ETAR was downregulated in lung cancer relative to normal bronchial epithelial cells by RT-PCR. ETBR was present throughout the panel of cell lines and may be the more important receptor subtype in lung cancer. As has been found in rat mesangial cells (53), stimulation of the ETBR may induce further production of ET-1 by lung cancer cells. Because it has a short half-life, autoinduction of further ET-1 release from the same or surrounding cells via the ETBR may be responsible for the profound and sustained effects of ET-1. Mitogenic actions mediated by the ETBR via an alternative pathway in lung tumors requires further study. Thus, our findings, showing a lack of active ETAR, an abundance of ETBR, and the relative excess of extracellular ECE-1c, would suggest that instead of an autocrine growth loop, paracrine effects of ET-1 are likely to be more important in lung cancer.

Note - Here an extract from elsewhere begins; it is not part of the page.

PR #49, opened 2017-12-27
Shared lib (dll) can be built on windows. Fixes CGNS-129.

matmel:
The main change is in root CMakeList.txt. I had to change a the location of the if block that adds the HDF5 definitions `-DH5_BUILT_AS_DYNAMIC_LIB` and `-DH5_BUILT_AS_STATIC_LIB`. They are required to properly define HDF5 headers on windows, especially to export/import symbols correctly.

In summary, we have demonstrated by RT-PCR that ET-1, ETBR, and the extracellular ECE-1c isoform mRNA expression are high in the lung cancer cell lines investigated. Coexpression of preproendothelin and its activating enzyme results in active ET-1 production in these cells. In contrast, the ETAR was downregulated, and no stimulation of ETAR by ET-1, resulting in Ca²⁺ mobilization, could be detected. Autocrine growth mediated through the ETAR has been shown in ovarian tumors (50). ET-1 has also been shown to influence growth of prostate cancer cells via the ETAR (25). In both tumor types, ETBR was shown to be downregulated. In addition, ET-1 was proposed as an autocrine growth factor for lung cancer by Cohen and coworkers (35, 36) when they found expression of ET-1 and both its receptors in a number of lung tumors and cell lines derived from lung cancers and bronchial epithelium. Our more detailed study into the ECE-1 isoforms and receptor subtypes would indicate that the ETAR is not involved in an autocrine growth loop in lung cancer as in the other tumor types. Instead, we propose that ET-1 may be involved in complex paracrine circuits involving stimulation of epithelial and endothelial cells surrounding the tumor, influencing its growth perhaps through promoting angiogenesis, and these effects of ET-1 on the vasculature have been well established (48, 49). However, an autocrine loop involving the ETBR may be a line of further investigation in view of its abundance in lung cancer cells and normal lung, and because its signal transduction pathways are less well identified.